* _RECORDS FOR THIS EXERCISE_:
Content starts

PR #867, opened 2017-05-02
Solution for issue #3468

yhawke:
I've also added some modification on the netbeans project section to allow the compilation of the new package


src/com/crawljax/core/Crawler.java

Content ends
Content starts

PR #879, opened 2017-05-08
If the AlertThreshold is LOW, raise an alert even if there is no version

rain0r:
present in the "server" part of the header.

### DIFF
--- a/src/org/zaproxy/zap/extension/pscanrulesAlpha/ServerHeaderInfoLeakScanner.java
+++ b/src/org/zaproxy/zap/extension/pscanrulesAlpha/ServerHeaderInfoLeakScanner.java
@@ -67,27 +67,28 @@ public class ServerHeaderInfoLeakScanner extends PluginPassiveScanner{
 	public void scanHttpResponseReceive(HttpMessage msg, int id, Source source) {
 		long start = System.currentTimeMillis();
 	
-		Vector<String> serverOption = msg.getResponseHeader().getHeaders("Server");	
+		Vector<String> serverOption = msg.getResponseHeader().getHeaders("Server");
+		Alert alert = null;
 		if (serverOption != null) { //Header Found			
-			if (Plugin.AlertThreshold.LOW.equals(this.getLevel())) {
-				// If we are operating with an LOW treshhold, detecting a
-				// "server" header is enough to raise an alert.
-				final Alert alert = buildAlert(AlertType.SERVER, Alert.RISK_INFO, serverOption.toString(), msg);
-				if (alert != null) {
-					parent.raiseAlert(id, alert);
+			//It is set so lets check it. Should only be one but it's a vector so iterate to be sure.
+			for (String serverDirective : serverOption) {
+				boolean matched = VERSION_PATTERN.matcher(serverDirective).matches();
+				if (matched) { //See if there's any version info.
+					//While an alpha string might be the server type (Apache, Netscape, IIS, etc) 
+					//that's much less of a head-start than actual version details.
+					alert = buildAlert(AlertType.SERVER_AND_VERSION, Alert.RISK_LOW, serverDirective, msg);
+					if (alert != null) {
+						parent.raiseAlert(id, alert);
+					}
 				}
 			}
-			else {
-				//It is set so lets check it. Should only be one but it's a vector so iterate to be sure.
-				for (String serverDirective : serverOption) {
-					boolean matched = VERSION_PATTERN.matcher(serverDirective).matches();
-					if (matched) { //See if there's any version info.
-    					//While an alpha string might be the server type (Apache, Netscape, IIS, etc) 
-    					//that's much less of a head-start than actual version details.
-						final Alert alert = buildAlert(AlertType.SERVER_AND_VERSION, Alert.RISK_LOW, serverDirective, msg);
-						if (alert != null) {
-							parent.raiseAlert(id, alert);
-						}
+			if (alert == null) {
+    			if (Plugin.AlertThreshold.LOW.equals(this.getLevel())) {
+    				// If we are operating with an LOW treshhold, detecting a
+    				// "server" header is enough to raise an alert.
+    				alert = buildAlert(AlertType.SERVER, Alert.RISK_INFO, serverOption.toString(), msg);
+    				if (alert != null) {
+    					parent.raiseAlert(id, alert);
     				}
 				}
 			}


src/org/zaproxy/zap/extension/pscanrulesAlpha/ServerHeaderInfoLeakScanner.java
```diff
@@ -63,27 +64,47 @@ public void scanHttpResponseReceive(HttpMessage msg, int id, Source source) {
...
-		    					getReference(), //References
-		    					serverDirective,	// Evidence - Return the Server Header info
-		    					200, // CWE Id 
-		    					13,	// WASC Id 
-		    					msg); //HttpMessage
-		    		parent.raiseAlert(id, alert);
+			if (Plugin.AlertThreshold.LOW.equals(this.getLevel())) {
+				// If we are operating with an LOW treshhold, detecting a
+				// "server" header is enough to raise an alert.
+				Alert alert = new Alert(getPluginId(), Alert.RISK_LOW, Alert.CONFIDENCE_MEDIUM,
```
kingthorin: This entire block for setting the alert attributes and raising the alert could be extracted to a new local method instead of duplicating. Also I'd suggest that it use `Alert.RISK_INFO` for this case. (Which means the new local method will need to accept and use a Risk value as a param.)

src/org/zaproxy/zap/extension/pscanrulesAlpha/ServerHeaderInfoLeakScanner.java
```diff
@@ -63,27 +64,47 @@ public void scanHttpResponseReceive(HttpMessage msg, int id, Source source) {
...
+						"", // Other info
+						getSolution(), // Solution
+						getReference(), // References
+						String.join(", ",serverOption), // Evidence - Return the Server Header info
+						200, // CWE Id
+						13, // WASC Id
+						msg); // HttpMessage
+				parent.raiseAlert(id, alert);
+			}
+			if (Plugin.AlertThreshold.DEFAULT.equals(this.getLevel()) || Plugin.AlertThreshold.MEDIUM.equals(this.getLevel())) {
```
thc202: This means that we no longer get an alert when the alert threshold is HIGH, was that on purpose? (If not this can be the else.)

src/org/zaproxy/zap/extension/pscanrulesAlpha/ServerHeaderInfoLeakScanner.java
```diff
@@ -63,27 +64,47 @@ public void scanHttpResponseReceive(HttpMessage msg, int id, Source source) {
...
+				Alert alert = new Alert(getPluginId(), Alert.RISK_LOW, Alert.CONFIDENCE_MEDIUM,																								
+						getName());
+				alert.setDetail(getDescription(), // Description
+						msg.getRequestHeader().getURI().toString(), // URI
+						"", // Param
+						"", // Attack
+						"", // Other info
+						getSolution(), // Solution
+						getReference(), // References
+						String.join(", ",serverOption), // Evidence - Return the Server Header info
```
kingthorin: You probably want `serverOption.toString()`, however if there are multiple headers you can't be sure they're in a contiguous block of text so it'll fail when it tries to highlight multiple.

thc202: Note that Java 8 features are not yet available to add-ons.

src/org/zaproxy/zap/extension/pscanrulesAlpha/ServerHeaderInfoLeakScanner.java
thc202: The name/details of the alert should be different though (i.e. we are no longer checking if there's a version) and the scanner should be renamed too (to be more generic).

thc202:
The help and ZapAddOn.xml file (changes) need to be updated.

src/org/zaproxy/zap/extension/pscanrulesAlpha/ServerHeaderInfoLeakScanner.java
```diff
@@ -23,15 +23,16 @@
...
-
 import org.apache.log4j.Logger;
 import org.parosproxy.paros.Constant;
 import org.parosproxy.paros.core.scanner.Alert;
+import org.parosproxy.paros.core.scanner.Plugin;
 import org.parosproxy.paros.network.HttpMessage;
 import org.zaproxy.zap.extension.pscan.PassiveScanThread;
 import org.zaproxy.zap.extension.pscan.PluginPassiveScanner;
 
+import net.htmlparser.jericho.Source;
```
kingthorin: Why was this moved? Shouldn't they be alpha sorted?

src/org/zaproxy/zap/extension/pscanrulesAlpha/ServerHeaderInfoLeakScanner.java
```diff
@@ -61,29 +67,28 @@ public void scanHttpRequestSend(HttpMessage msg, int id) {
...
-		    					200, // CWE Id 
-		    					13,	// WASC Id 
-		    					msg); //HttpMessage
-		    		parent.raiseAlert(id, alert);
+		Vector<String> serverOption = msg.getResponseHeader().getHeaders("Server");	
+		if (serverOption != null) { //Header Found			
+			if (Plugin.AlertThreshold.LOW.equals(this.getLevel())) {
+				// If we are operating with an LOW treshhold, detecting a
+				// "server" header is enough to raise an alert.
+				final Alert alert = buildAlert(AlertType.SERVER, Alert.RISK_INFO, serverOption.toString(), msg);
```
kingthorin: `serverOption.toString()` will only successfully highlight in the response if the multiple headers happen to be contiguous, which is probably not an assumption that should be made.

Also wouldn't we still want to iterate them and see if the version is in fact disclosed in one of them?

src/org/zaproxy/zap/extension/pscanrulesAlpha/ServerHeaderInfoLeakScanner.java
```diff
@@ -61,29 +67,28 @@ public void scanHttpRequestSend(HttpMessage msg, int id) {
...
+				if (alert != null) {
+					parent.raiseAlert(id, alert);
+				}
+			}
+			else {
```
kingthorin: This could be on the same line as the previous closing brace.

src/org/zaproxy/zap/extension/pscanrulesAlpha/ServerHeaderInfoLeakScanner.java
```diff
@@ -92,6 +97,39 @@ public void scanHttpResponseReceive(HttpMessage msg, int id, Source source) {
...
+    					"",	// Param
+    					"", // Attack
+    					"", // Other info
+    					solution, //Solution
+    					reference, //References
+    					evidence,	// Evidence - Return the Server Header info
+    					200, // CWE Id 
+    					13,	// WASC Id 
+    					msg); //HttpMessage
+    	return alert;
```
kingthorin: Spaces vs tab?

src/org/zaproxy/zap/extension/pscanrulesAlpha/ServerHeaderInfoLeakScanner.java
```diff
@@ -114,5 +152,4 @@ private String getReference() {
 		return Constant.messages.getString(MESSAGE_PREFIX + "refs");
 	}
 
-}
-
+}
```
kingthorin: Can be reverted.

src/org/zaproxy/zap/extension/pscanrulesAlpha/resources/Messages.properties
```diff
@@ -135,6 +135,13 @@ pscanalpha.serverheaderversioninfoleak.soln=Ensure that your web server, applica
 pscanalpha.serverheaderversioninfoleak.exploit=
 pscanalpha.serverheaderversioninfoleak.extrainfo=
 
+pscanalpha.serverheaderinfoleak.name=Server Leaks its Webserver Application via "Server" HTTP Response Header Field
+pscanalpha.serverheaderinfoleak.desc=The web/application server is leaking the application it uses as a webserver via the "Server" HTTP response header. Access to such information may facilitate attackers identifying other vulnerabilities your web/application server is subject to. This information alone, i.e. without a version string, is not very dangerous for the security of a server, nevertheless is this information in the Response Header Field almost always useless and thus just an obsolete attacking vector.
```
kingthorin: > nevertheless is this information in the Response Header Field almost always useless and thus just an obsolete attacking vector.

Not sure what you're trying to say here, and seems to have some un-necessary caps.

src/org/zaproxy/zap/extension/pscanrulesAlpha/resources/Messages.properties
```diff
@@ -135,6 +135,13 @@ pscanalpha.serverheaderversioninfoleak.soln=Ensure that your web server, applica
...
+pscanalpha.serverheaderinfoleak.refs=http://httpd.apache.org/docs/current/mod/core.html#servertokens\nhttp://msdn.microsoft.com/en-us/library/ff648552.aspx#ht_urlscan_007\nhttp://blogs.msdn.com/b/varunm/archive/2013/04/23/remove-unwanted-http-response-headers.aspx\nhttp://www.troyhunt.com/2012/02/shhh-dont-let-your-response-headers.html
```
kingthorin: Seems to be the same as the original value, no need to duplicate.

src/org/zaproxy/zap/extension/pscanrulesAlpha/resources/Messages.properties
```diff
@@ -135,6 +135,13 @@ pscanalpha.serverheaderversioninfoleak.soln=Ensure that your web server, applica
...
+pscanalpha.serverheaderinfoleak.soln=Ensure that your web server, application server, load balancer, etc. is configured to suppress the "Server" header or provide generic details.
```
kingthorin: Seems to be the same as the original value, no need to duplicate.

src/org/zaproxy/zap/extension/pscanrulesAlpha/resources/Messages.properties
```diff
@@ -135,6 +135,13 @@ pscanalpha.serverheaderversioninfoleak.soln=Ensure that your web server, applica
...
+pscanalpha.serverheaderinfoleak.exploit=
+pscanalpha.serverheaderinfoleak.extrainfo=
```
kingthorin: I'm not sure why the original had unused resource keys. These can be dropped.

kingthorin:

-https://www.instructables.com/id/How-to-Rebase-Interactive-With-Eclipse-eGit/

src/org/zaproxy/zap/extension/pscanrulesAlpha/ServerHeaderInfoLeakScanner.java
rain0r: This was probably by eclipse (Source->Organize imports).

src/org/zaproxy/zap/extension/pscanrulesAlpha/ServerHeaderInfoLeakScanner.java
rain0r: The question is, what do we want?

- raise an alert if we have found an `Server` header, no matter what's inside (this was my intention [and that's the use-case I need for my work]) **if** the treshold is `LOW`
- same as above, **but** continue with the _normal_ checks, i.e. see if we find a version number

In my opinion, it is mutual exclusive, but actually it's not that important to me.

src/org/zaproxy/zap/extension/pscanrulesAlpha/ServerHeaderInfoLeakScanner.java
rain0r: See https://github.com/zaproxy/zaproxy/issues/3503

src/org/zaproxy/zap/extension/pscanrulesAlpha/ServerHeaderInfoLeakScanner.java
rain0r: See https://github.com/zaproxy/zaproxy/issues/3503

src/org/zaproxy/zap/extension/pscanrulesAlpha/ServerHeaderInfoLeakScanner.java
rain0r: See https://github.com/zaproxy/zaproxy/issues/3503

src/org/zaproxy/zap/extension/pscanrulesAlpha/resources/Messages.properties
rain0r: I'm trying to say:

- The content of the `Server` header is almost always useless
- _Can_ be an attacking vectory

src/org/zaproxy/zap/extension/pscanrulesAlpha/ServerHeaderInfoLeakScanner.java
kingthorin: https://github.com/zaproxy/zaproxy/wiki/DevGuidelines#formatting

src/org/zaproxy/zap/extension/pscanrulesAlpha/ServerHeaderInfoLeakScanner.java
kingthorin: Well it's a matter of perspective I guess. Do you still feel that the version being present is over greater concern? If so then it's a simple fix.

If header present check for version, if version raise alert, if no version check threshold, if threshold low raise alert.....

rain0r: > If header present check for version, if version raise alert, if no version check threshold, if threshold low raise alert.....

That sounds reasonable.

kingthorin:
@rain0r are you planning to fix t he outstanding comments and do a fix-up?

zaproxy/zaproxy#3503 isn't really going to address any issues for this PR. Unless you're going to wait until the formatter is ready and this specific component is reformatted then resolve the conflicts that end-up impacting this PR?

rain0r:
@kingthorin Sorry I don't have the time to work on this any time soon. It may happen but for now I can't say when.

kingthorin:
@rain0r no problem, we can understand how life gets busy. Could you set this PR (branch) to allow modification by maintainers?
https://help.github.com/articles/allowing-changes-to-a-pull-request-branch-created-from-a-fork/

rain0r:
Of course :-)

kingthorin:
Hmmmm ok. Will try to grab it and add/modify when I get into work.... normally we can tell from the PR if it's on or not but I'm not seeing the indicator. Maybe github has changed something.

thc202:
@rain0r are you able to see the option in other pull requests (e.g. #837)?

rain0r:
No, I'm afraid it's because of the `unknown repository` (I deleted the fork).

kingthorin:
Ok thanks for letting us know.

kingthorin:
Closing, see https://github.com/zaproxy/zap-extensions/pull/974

Content ends

* _REQUIREMENT_:
Beginning with the line above that contains "PR #867, opened 2017-05-02", copy each line exactly up to and including the line that contains "src/com/crawljax/core/Crawler.java", and go no further.

* _SOLUTION FOR THIS TASK_:
PR #867, opened 2017-05-02
Solution for issue #3468

yhawke:
I've also added some modification on the netbeans project section to allow the compilation of the new package


src/com/crawljax/core/Crawler.java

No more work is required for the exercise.